**Exercise aim**
Reproduce every entry precisely as written.

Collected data
PR #217, opened 2015-06-29
Removed SingleServer operations

pidydx:
[Review on Reviewable](https://reviewable.io/reviews/google/grr/217)


destijl:
This LGTM, thanks, just waiting on tests to make sure they pass.

scripts/install_script_ubuntu.sh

**Finished task**
PR #217, opened 2015-06-29
Removed SingleServer operations

pidydx:
[Review on Reviewable](https://reviewable.io/reviews/google/grr/217)


destijl:
This LGTM, thanks, just waiting on tests to make sure they pass.

scripts/install_script_ubuntu.sh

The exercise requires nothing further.